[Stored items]
------------------------------------------------

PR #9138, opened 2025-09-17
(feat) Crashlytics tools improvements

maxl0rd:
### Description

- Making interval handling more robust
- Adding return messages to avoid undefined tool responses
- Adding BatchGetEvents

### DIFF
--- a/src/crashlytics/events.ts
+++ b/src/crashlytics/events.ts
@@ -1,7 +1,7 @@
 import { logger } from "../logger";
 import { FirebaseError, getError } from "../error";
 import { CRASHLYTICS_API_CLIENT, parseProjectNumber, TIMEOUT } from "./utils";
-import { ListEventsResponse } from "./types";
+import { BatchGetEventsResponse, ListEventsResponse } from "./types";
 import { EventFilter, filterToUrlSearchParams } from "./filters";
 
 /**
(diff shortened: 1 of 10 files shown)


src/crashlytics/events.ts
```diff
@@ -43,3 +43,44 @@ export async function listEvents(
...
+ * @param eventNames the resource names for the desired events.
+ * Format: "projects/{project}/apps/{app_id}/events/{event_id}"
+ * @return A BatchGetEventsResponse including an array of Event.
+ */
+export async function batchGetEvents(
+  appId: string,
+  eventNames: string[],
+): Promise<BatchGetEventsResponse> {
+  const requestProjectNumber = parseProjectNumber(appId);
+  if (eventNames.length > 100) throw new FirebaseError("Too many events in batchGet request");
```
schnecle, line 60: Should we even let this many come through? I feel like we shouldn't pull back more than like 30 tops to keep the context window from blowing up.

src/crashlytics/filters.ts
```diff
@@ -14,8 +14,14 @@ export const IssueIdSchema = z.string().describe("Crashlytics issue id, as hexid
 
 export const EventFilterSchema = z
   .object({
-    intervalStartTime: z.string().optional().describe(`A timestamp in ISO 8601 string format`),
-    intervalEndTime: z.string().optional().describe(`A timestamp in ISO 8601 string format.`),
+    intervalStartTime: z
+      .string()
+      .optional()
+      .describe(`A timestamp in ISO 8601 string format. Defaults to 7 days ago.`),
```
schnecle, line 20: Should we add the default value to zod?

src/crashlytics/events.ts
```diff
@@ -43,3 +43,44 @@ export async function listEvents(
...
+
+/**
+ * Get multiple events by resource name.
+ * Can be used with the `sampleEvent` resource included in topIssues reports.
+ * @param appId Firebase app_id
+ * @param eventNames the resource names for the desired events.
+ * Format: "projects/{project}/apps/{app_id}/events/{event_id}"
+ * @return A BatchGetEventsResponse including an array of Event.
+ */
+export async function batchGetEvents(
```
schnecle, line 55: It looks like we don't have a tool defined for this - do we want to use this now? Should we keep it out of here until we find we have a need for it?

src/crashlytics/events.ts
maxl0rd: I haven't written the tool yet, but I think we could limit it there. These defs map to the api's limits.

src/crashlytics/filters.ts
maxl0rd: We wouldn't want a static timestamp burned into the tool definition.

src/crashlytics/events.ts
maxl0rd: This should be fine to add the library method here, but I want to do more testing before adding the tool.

------------------------------------------------

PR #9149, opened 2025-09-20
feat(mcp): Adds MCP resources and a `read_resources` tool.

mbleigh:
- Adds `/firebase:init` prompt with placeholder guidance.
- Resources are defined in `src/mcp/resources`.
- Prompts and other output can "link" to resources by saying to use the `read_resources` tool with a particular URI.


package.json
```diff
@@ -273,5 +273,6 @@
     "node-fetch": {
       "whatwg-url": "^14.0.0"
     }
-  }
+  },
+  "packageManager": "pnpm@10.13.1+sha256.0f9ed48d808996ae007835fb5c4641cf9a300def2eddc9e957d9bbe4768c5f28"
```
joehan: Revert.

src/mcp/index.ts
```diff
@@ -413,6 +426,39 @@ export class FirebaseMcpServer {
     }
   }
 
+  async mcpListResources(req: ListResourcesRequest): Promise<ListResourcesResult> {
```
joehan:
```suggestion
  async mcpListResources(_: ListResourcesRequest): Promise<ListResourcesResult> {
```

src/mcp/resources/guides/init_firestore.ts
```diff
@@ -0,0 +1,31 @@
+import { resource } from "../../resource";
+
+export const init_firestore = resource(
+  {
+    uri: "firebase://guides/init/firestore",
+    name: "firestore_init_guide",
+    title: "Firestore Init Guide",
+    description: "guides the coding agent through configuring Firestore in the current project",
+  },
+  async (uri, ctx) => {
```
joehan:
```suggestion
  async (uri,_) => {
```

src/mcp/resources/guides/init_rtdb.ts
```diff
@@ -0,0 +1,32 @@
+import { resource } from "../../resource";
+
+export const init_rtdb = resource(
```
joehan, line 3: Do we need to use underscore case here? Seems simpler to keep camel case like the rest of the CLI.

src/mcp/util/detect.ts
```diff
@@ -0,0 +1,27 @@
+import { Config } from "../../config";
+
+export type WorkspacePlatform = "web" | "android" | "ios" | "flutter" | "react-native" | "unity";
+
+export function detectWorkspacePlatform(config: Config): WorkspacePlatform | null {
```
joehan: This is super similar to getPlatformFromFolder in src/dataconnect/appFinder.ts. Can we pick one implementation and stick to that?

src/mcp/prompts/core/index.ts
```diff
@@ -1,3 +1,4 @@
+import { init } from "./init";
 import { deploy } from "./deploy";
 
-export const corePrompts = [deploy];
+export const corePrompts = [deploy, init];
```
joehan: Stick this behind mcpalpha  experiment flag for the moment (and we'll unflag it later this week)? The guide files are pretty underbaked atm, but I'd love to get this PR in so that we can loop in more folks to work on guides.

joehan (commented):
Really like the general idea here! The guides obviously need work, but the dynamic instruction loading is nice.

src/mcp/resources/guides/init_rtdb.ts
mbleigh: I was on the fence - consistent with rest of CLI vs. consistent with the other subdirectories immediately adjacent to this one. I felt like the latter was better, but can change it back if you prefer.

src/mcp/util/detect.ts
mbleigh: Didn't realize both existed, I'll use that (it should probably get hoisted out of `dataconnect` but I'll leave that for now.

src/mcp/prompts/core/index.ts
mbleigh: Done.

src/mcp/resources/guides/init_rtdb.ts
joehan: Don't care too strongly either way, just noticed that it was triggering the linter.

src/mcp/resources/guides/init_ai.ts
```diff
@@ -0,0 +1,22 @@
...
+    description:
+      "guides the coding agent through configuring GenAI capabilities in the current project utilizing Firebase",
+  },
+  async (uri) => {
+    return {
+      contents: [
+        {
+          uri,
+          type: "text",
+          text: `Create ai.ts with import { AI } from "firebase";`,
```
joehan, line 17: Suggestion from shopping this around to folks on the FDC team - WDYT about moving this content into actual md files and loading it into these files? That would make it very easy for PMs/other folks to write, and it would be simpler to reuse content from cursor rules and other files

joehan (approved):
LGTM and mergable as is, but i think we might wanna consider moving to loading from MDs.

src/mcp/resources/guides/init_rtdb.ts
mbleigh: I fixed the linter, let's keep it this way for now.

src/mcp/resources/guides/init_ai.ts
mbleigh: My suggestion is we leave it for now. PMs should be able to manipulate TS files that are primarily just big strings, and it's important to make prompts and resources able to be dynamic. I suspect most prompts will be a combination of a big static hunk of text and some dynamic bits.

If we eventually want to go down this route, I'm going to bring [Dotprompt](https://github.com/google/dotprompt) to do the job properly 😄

------------------------------------------------

Find the word "Adds" in the records, and report each line that has it.

- Final answer
feat(mcp): Adds MCP resources and a `read_resources` tool.
- Adds `/firebase:init` prompt with placeholder guidance.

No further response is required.